--- ASSIGNED TASK ---
Go over the data and work out how many lines include the word "invalid". Give that number only.

::: AVAILABLE RECORDS

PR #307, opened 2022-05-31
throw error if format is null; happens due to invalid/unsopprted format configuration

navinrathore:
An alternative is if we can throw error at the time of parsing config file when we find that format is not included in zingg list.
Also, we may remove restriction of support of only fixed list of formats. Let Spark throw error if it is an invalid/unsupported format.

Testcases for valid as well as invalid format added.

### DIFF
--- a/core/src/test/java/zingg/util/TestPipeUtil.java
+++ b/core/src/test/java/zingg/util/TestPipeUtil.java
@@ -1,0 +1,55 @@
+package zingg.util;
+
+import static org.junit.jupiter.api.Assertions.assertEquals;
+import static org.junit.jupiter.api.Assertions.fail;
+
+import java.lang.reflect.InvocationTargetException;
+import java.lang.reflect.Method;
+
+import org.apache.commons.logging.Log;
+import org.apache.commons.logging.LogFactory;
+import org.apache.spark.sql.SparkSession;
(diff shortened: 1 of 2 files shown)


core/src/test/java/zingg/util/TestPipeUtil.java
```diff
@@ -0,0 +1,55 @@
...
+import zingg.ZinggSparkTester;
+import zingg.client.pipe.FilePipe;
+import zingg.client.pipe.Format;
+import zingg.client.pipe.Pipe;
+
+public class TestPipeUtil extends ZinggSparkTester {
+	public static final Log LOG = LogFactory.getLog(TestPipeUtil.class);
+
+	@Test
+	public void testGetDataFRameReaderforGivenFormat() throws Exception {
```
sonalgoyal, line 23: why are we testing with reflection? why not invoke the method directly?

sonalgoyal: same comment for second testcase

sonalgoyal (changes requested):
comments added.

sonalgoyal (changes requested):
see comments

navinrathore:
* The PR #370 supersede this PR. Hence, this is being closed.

::::::

--- TASK OUTPUT ---
3